7th Special Olympics World Winter Games
- Host city: Anchorage, Alaska, United States
- Nations: >80
- Athletes: ~2750
- Events: –7 sports
- Opening: March 4
- Closing: March 11
- Torch lighter: –

Summer
- ← 1999 North Carolina2003 Dublin →

Winter
- ← 1997 Toronto2005 Nagano →

= 2001 Special Olympics World Winter Games =

Multi-sport event in Anchorage, Alaska, US

The 2001 Special Olympics World Winter Games was the seventh edition of the Winter Special Olympics World Games.

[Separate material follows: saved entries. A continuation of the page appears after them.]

PR #1494, opened 2019-07-12
Discovery k8s version

stgleb:
Discovery kubernetes version when import a cluster

### DIFF
--- a/pkg/kube/util.go
+++ b/pkg/kube/util.go
@@ -10,6 +10,11 @@ import (
 	"github.com/supergiant/control/pkg/util"
 	"github.com/supergiant/control/pkg/workflows/steps"
 	"github.com/supergiant/control/pkg/workflows/steps/amazon"
+	"k8s.io/apimachinery/pkg/runtime/serializer"
+	"k8s.io/client-go/discovery"
+	"k8s.io/client-go/kubernetes/scheme"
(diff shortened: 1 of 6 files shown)


pkg/kube/util.go
```diff
@@ -171,4 +176,36 @@ func findNextMinorVersion(current string, versions []string) string {
...
+	if err != nil {
+		return "", errors.Wrapf(err, "create rest config")
+	}
+
+	restConf.NegotiatedSerializer = serializer.DirectCodecFactory{CodecFactory: scheme.Codecs}
+	if len(restConf.UserAgent) == 0 {
+		restConf.UserAgent = rest.DefaultKubernetesUserAgent()
+	}
+
+	discoveryClient, err := discovery.NewDiscoveryClientForConfig(restConf)
```
saheienko: You could expose and reuse this function: https://github.com/supergiant/control/blob/master/pkg/kubeconfig/kubeconfig.go#L53

stgleb: That function is called before we have a kube https://github.com/supergiant/control/pull/1494/files/257717b62c4346500a197ff9b4de8838391be23c#diff-584d8678afd9d291396a1ca3af488e6eR1338
, so there is no way to employ that function.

It is a multi-sporting event that was held from March 4, 2001, to March 11, 2001. It was hosted in the United States by Anchorage, Alaska.

Cross-country skiing, alpine skiing, speed skating, floor hockey, snowshoeing and snowboarding events took place at the Winter Special Olympics. More than 2750 athletes and coaches from 80 countries participated at the Games.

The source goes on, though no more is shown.